实在藏的太深,连自己这个亲额娘竟然都没有察觉。
念声没在意自己额娘的冷淡,自顾自的说道:“求额娘让女儿出府,让女儿去河南见十三阿哥一面。”
马尔汉夫人不敢相信的看着眼前跪着的女儿,半天都没说出话来。这丫头素日里在人前规矩都是交口称赞的好,在家里虽然任性骄纵些,可比着亲贵的小姐里已经是难得的好了,今天突然说出这种放肆的话来,还真叫人一时难以接受。“你知道你在说什么吗?”
“女儿知道。”念声坚定的说,“女儿求额娘让女儿去河南见十三阿哥一面。”
“你......”马尔汉夫人一时不知道说什么好了,“你一个闺阁小姐,千里迢迢的跑去看一个阿哥?这算什么?这要让人怎么看你?怎么......”
念声打断了自己额娘的话,“额娘,求您了。让女儿去吧,他要是有什么不好,只怕女儿连这一面都见不上了。”念声的眼泪就没停过。

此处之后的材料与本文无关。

PR #1234, opened 2018-09-08
Only show limited assign-err message for user

### LINKED ISSUE #1232: User tries to assign an already assigned token
When a user tries to assign an already assigned user, the system responds back with a message like this:

    ERR1103: Token already assigned to user User(...)

This gives out unnecessarily too much information. It should just say "Token already assigned to another user"

The ``assign`` API is the same for *admin* and *user*. We could already test on the server side, if this request is done by an admin or by a user and craft the respond accordingly.

But on the library level (https://github.com/privacyidea/privacyidea/blob/master/privacyidea/lib/token.py#L1133) we currently do not have the information, if this is an admin or a user. So we would have to pass down this information from here:
https://github.com/privacyidea/privacyidea/blob/master/privacyidea/api/token.py#L425

cornelinux:
If user assigns a token and the token already
belongs to another user, only a limited error
message is displayed. It does not tell to whom
this token is already assigned.

Closes #1232

### DIFF
--- a/privacyidea/api/token.py
+++ b/privacyidea/api/token.py
@@ -422,7 +422,12 @@ def assign_api():
     serial = getParam(request.all_data, "serial", required, allow_empty=False)
     pin = getParam(request.all_data, "pin")
     encrypt_pin = getParam(request.all_data, "encryptpin")
-    res = assign_token(serial, user, pin=pin, encrypt_pin=encrypt_pin)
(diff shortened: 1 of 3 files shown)


cornelinux:
This pull request is now managed with CodeReviewHub. <a href='https://github.com/privacyidea/privacyidea/pull/1234'>Refresh</a>.<a href='#crh-update-none'></a>

Issue #2059, opened 2020-03-03
Python suggests using dictConfig for logging configuration instead of files


plettich:
According to the [Python docs](https://docs.python.org/3/library/logging.config.html#configuration-file-format), the `fileConfig()` API is kind of deprecated and won't be updated in the future.
This already impacts logging configuration files with the [`RotatingFileHandler()`](https://docs.python.org/3/library/logging.handlers.html#rotatingfilehandler) which ignores the `maxBytes` and `backupCount` parameter.

cornelinux:
Does this mean we would have to read the config file ourselves, parse it into a dict and then do ``dictConfig``?

plettich:
Yes, this is needed for setting up logging to logstash/splunk (#1580).
With a logging configuration in YAML this will take two lines of code.

plettich:
TODO:
- [ ] update docs

PR #2080, opened 2020-03-12
Read YAML based logging configuration

plettich:
The python docs suggest using `dictConfig()` instead of `fileConfig()` for
complex logging configurations.
This PR adds the possibility to read logging configuration from a config
file as well as a YAML file. The YAML based configuration will be passed to
`dictConfig()` and takes precedence over a config-file based configuration.
If both files don't exist (or could not be read), the default logging
configuration from `privacyidea.lib.log` will be used.

Working on #2059

### DIFF
--- a/privacyidea/app.py
+++ b/privacyidea/app.py
@@ -26,8 +26,9 @@ import logging.config
 import sys
 import yaml
 from flask import Flask, request, Response
+from flask_babel import Babel
+from flask_migrate import Migrate
 from flaskext.versioned import Versioned
-from privacyidea.lib import queue
 
 # we need this import to add the before/after request function to the blueprints
 import privacyidea.api.before_after
@@ -59,12 +60,10 @@ from privacyidea.api.smsgateway import smsgateway_blueprint
 from privacyidea.api.clienttype import client_blueprint
 from privacyidea.api.subscriptions import subscriptions_blueprint
 from privacyidea.api.monitoring import monitoring_blueprint
+from privacyidea.lib import queue
 from privacyidea.lib.log import DEFAULT_LOGGING_CONFIG
 from privacyidea.config import config
 from privacyidea.models import db
-from flask_migrate import Migrate
-from flask_babel import Babel
-
 
 ENV_KEY = "PRIVACYIDEA_CONFIGFILE"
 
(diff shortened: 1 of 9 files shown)


privacyidea/app.py
```diff
@@ -196,37 +172,42 @@ def create_app(config_name="development",
...
             logging.config.fileConfig(log_config_file)
+            have_logging_conf = True
             if not silent:
-                print("Reading Logging settings from {0!s}".format(log_config_file))
-        else:
-            raise Exception("The config file specified in PI_LOGCONFIG does "
-                            "not exist.")
+                print("Read Logging settings from {0!s}".format(log_config_file))
+        # now try to read from yaml config
+        log_conf_yaml = app.config.get("PI_LOGCONFIG_YAML",
```
cornelinux: But this means, if I have both in my pi.cfg
* PI_LOGCONFIG
* PI_LOGCONFIG_YAML
both the cfg file and the yaml files are read. Does this make sense?
Also, If I first successfully read the cfg file but do an exception during yaml read, I would have a valid cfg file config, but still enter the ``except``.  OK. But sind have_logging_conf is true, I would actually use the cfg file.

At first glance this looks a bit weired to me, since several things are tried and if something works out, it is used.
I would rather expect that I **define** to use yaml config and it fails I would not want a fallback on the cfg file.
Hm, in this case I would simply have to remove ``PI_LOGCONFIG`` from the pi.cfg. OK, technically fine.

But this is a strange behaviour, which needs a good documentation.

plettich: Yeah, i was trying to be backwards compatible as much as possible but i think we should just use an either/or approach:
- Have only one PI_LOGCONFIG in the config file
- detect whether it is a conf or yaml file and use the appropriate reader
I'll update this.

cornelinux: detecting the file type would be totally awesome.
Maybe we can try to load the file as a yaml file (new behaviour) and if it thows an exception load it as cfg (old behaviour)

plettich: I've added a detection based on the ending.

privacyidea/app.py
```diff
@@ -196,38 +171,37 @@ def create_app(config_name="development",
...
 
+    # Setup logging
     try:
         # Try to read logging config from file
         log_config_file = app.config.get("PI_LOGCONFIG",
                                          "/etc/privacyidea/logging.cfg")
         if os.path.isfile(log_config_file):
-            logging.config.fileConfig(log_config_file)
+            _, ext = os.path.splitext(log_config_file)
+            if ext.upper() in ['.YML', '.YAML']:
```
cornelinux: Honestly I do not like file endings so much! :-/ Sounds like windows.
I would think it is more pythonic to catch eceptions.
Or to use something like python-magic. On the other hand, I do not want to get it too bloated.
What was your reason to go for file endings?

privacyidea/app.py
```diff
@@ -196,38 +171,37 @@ def create_app(config_name="development",
...
+                log_cnf_dict = yaml.safe_load(open(log_config_file, 'r').read())
+                logging.config.dictConfig(log_cnf_dict)
+            else:
+                logging.config.fileConfig(log_config_file)
             if not silent:
-                print("Reading Logging settings from {0!s}".format(log_config_file))
+                sys.stdout.write("Read Logging settings from {0!s}".format(log_config_file))
```
cornelinux: Did you mean ``stderr`` or what is the reason to change print or write?

privacyidea/app.py
```diff
@@ -196,38 +171,37 @@ def create_app(config_name="development",
...
         else:
-            raise Exception("The config file specified in PI_LOGCONFIG does "
-                            "not exist.")
+            raise OSError('Unable to use logging configuration file {0!s}'.format(log_config_file))
```
cornelinux: Well, if ``os.path.isfile(log_config_file)`` is False, the file does not exist, right?
Or what is the reason to change the text? Wouldn't you usually not use vairables in exceptions?

privacyidea/app.py
cornelinux: I am not that happy with it. See my  new comments.

privacyidea/app.py
plettich: Unfortunately there is no way in detecting the content type of the file (except reading it and catching an exception).
Both the builtin mimetypes and python-magic only detect it as plain text files.

plettich: Fixed in 9136a076

privacyidea/app.py
plettich: Fixed in 9136a076

privacyidea/app.py
plettich: Fixed in 9136a076

privacyidea/app.py
cornelinux: thanks - looks awesome! :-)

plettich: Fixed typo and docu in 42218553

plettich:
Fixed typo and docu in 4221855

话说到这里,马尔汉夫人想起刚刚挂蟾说是四福晋的侍女来送的消息,还说那什么邸报上只有一句话,“十三爷伤”。这么语焉不详的一句话,专程而来的四福晋的贴身侍女......马尔汉夫人突然明白了自己女儿如此心急的原因。
当日念声冒雨出府,闹事打马为见胤祥,马尔汉夫人心里就想过女儿的心思,但后来见念声没刻意来解释,也就只当女儿此举不过是不愿意得罪阿哥而已,没有深究。后来十三阿哥夜闯内宅,马尔汉夫人也疑心过女儿当时说的话的意思,可马尔汉大人信誓旦旦说过自家女儿不会嫁给一个连母家支持都没有的阿哥,自己也把这话透漏给过女儿,念声当时淡淡的神色让她没能再多想。
可谁又能想到就是这一次两次的没在意,今天就突然爆发出这么大的意外来呢?
想通了这前前后后的关节,马尔汉夫人索性不再搭理自己女儿,而是叫了挂蟾到跟前,按着自己的不解一处一处的问。
挂蟾看着念声的脸色,虽然还是有些吱吱呜呜的,但还是说了个八**九。
听完挂蟾的话,马尔汉夫人的心里一时真是五味陈杂,指了念声无奈的摇着头说:“前几日老嬷嬷还和我讲笑话,说什么‘蔫人办大事’,我当时还说怎么可能?没想到你今日就给我来了这么一出,还真是不声不响,悄无声息啊!”说着一只手无力的支在了桌边上,“你既然早就存了这样的心思,又为何不说出来呢?”